A new R computational package was created to aggregate and plot USGS groundwater data, providing users with much of the functionality provided in Groundwater Watch and the Florida Salinity Mapper. The Hydrologic Analysis Package (HASP) can retrieve groundwater level and groundwater quality data, aggregate these data, plot them, and generate basic statistics. Dcumentation is available in R or online, and users can also launch a Shiny Application from within the package to generate images in an interactive user interface.

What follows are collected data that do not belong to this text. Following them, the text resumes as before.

PR #3610, opened 2024-01-29
[trino] Adding catalog support

agl29:

- Adding Trino catalog support.
- Examples: Catalog 'C1' with databases 'd1' and 'd2', and Catalog 'C2' with databases 'd2' and 'd3'. For Trino v1, display as 'C1.d1', 'C1.d2', 'C2.d2', 'C2.d3'."

## How was this patch tested?

- Locally

### DIFF
--- a/desktop/libs/notebook/src/notebook/connectors/trino.py
+++ b/desktop/libs/notebook/src/notebook/connectors/trino.py
@@ -60,9 +60,9 @@ class TrinoApi(Api):
 
     self.options = interpreter['options']
     
-    api_url = self.options['url']
-    hostname, port = self.get_hostname_and_port(api_url)
-    trino_session = self.get_trino_client_session(api_url)
+    self.api_url = self.options['url']
+    hostname, port = self.get_hostname_and_port(self.api_url)
+    trino_session = ClientSession(user.username)
     
     self.db = TrinoRequest(hostname, port, trino_session)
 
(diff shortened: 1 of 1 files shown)


desktop/libs/notebook/src/notebook/connectors/trino.py
```diff
@@ -79,15 +79,11 @@ def create_session(self, lang=None, properties=None):
...
-    user = self.user.username
-
-    return ClientSession(user, catalog)
-
-
   @query_error_handler
   def execute(self, notebook, snippet):
+    database = snippet['database']
+    query_client = TrinoQuery(self.db, 'USE ' + database)
+    query_client.execute()
```
Harshg999, line 86: Why do we need to execute this for every query?

desktop/libs/notebook/src/notebook/connectors/trino.py
```diff
@@ -274,11 +270,17 @@ def close_session(self, session):
...
+    hostname, port = self.get_hostname_and_port(self.api_url)
+    databases = []
 
-    query_client = TrinoQuery(self.db, 'SHOW SCHEMAS')
-    response = query_client.execute()
-    res = response.rows
-    databases = [item for sublist in res for item in sublist]
+    for catalog in catalogs:
+      trino_session = ClientSession(self.user.username, catalog)
+      trino_request = TrinoRequest(hostname, port, trino_session)
```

Two Data Streams, One Analysis
One of the benefits of HASP is its ability to aggregate two time-series of data into one record and generate statistics and graphics on that record. By merging two data sets together, users can view and manipulate a much longer record of data, similar to how the new monitoring location pages and the groundwater data service present a longer record of observations. The explore_site function can pull data for a site and view a record of all available data at that location, then combine both instrumented data and field visit data into one record.
site <- "263819081585801"
pCode <- "62610"
#Field GWL data:
gwl_data <- dataRetrieval::readNWISgwl(site)
# Daily data:
dv <- dataRetrieval::readNWISdv(site,
parameterCd = pCode,
statCd = "00001")
gwl_plot_all(gw_level_dv = dv,
gwl_data = gwl_data,
parameter_cd = pCode,
plot_title = site)
Users can download the aggregated record and see basic statistics that have been calculated with these data. Users also can specify if they should “flip” the y-axis when working with groundwater data or other data that should be viewed differently than a traditional y-axis. This is powerful in allowing users to control how these groundwater data are contextualized, especially in understanding what values mean in the subsurface.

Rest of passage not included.